2025-12-07 21:02:20 +09:00
# Phase 33-16 Implementation Plan: Loop Header PHI SSOT
**Date**: 2025-12-07
**Status**: Detailed design & concrete implementation steps ready
**Scope**: 6 concrete code changes to establish loop header PHI as Single Source of Truth
---
## Executive Summary
Phase 33-16 transforms loop exit value handling from a "skip and hope" approach to a principled architecture where **loop header PHIs** track carrier values through iterations and serve as the single source of truth for exit values.
**Key Architecture Change**:
```
Before (Phase 33-15):
LoopVariable → BoundaryInjector Copy → (undefined in latch) → SSA-undef
Carrier → ExitLine reconnector → (no proper header PHI) → wrong value
After (Phase 33-16):
LoopVariable → BoundaryInjector Copy → Loop Header PHI → Latch Copy → Loop Header PHI → Exit value
Carrier → (tracked by same PHI) → ExitLine reconnector → correct value
```
---
## Problem Analysis (Consolidated from Phase 33-15)
### Current State
From `instruction_rewriter.rs` lines 354-431, we currently:
- **Skip exit_phi_inputs** (line 395): "Parameter values undefined"

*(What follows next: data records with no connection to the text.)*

PR #3823, opened 2023-09-01
fix(version): option to not ignore scripts on lock update

matheo:
## Description

Option to not pass `--ignore-scripts` while updating the lock file after the version bump.

## Motivation and Context

Currently I'm using the old `lerna bootstrap` and I noticed that when versioning/publishing the npm lock file gets incomplete as `lerna version` is ignoring the scripts by default while updating it.

## How Has This Been Tested?

I've used `patch-package` to remove this code locally and it works as expected.

## Types of changes

## Checklist:

### DIFF
--- a/packages/lerna/schemas/lerna-schema.json
+++ b/packages/lerna/schemas/lerna-schema.json
@@ -1003,6 +1003,9 @@
             "gitTagVersion": {
               "$ref": "#/$defs/commandOptions/version/gitTagVersion"
             },
+            "runScriptsOnLockfileUpdate": {
+              "$ref": "#/$defs/commandOptions/version/runScriptsOnLockfileUpdate"
+            },
             "syncDistVersion": {
               "$ref": "#/$defs/commandOptions/version/syncDistVersion"
             },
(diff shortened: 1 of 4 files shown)


matheo:
@fahslaj here a new small one
it is super hard to pick a name for the option when `ignore-scripts` already exists and I wanted the new option to be next to `--npm-client-args` in the docs :sweat_smile:

fahslaj:
Hi @matheo , I think something like `--run-scripts-on-lockfile-update` would be a much more clear name for the argument. The current `--no-scripts-ignore-lock` is a bit ambiguous. You can always add a line to the readme near the `npmClientArgs` option that mentions and links to the new option, so someone looking at `npmClientArgs` can find the new one easily.

packages/lerna/schemas/lerna-schema.json
```diff
@@ -1703,6 +1706,10 @@
           "type": "boolean",
           "description": "During `lerna version`, when true, commit and tag version changes."
         },
+        "runScriptsOnLockfileUpdate": {
+          "type": "boolean",
+          "description": "During `lerna version`, when true, updates the lock file running the lifecycle scripts after the version bump."
```
fahslaj, line 1711: Can you please clarify this description a bit? "updates the lock file running the lifecycle scripts" is unclear. Maybe something like `... when true, runs lifecycle scripts when syncing the lock file after the version bump.`

fahslaj (changes requested):

packages/lerna/schemas/lerna-schema.json
matheo: Done!

fahslaj (approved):
Thank you @matheo !

matheo:
@fahslaj thanks!
any estimation for the next release?

Issue #2554, opened 2020-04-22
lerna version - "error: unable to sign the tag"


ernestostifano:
Lerna fails to sign tags when running `lerna version`.

## Expected Behavior

Tags to be correctly signed as well as commits (commits are successfully signed).

## Current Behavior

```
lerna ERR! Error: Command failed: git tag @scope/my-package@1.0.0-beta.1 -m @scope/my-package@1.0.0-beta.1
lerna ERR! error: gpg failed to sign the data
lerna ERR! error: unable to sign the tag
```
Please note that the same command (`git tag ...`) works fine and succesfully sign tags when manually ran.

## Possible Solution

Some ideas...
* Is `lerna version` running tasks in child processes? Does those processes have access to the GPG agent (GPG Suite in this case)?
* Commit signing seems to be correctly working, that should be a good staring point.
* What user information (name/email) is being used? (GPG key to be used is matched using that info).

## Steps to Reproduce (for bugs)

1. Correctly setup GPG and set commit.gpgSign and tag.gpgSign to true in global git config.
2. Run `lerna version` on project.
3. Follow steps. Process will fail when trying to sign tags.

<details><summary>lerna.json</summary><p>

```json
{
    "packages": ["./packages/*"],
    "version": "independent",
    "useWorkspaces": true,
    "npmClient": "yarn"
}
```
</p></details>

## Your Environment

| Executable | Version |
| ---: | :--- |
| `lerna --version` | 3.20.2 |
| `npm --version`  | 6.14.4 |
| `yarn --version` | 1.22.4 |
| `node --version` | 13.12.0 |

| OS | Version |
| --- | --- |
| NAME | VERSION |
| macOS Catalina | 10.15.3 |

carsonfarmer:
I'm seeing this exact same behavior with `npm` (as opposed to `yarn`).

ryexley:
I'm running into the same issue, also using Yarn. Commits are signed with no issues, but tagging fails. We would really prefer to enforce having our tags signed. Has anyone had any success getting tag signing to work without failing?

skyrpex:
Same problem here: the tagging fails when ran using lerna, but works correctly when manually ran.

skyrpex:
Strangely enough, I placed a console log at `@lerna/version/lib/git-tag.js` because I wanted to manually reproduce the problem, so it looks like this:

```
  log.verbose("git", args);
  console.log("git", args, opts);
  return childProcess.exec("git", args, opts);
```

[...]

PR #3832, opened 2023-09-08
Fix crash in `lerna version` when using `gitSignTag`

squidfunk:
When instructing lerna to sign tags, `gpg` often runs out of memory because it isn't designed to be run in parallel ([see similar issue on another repository](https://github.com/sbt/sbt-pgp/issues/168)). Thus, when `signGitTag` is set to true, signing must be carried out serially.

## Description

If `gitTagSign` is set to true, this PR will sign tags one after another, omitting the race condition

## Motivation and Context

Signing git tags

## How Has This Been Tested?

I'm not sure how to test it, as we'd need to somehow mock `gitTag` to check if we call it concurrently or not.

## Types of changes

## Checklist:

## Possibly related

- https://github.com/lerna/lerna/issues/2554

### DIFF
--- a/libs/commands/version/src/index.ts
+++ b/libs/commands/version/src/index.ts
@@ -850,9 +850,14 @@ class VersionCommand extends Command {
     if (await this.hasChanges()) {
       await gitCommit(message, this.gitOpts, this.execOpts);
     }
-    await Promise.all(
-      tags.map((tag) => gitTag(tag, this.gitOpts, this.execOpts, this.options.gitTagCommand))
-    );
+    if (this.gitOpts.signGitTag) {
+      for (const tag in tags)
+        await gitTag(tag, this.gitOpts, this.execOpts, this.options.gitTagCommand)
+    } else {
+      await Promise.all(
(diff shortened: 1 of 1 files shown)


fahslaj:
Hi @squidfunk , do you happen to have a public repo that this error occurs in? I created a small test repo and set up gpg locally and was not able to reproduce the issue you describe.

squidfunk:
Thanks for investigating. I don't currently have a public repo exposing this behavior. The problem only occurs sporadically, and you need to have several CPUs available and run `lerna version` concurrently on several packages so that tags are signed in parallel. I believe it's a race condition. Let me try to create a reproduction.

fahslaj:
@squidfunk Thank you for the extra context. I tested this on a larger repo with many packages and was able to reproduce the issue after all. I've pushed a small formatting change and will merge this as soon as CI passes.

fahslaj (approved):

fahslaj:
Thanks @squidfunk !

squidfunk:
Perfect! Thanks for the quick merge! Sorry that I wasn't more responsive, I had some other things on my plate today, but glad you could reproduce the problem ☺️ Next time I will provide a reproduction right away.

- **Skip carrier_inputs** (line 429): "Parameter references undefined"
**Root Cause**: Loop parameters (i_param, i_exit) reference function parameters passed via Jump args, not SSA definitions in inlined MIR.
### Why Loop Header PHI Solves This
When we inline JoinIR into MIR, the loop structure becomes:
```text
entry_block:
i_phi_dst = PHI [(entry_block, i_init), (latch_block, i_next)]
// Loop condition using i_phi_dst (not i_param)
latch_block:
i_next = i + 1
JUMP entry_block
exit_block:
return i_phi_dst // Uses PHI dst, not parameter!
```
The **PHI dst is SSA-defined** at the header, so it can be referenced in exit values.
---
## 6 Concrete Implementation Steps
### Step 1: Integrate LoopHeaderPhiBuilder into merge pipeline
**Location**: `src/mir/builder/control_flow/joinir/merge/mod.rs` (lines 62-184)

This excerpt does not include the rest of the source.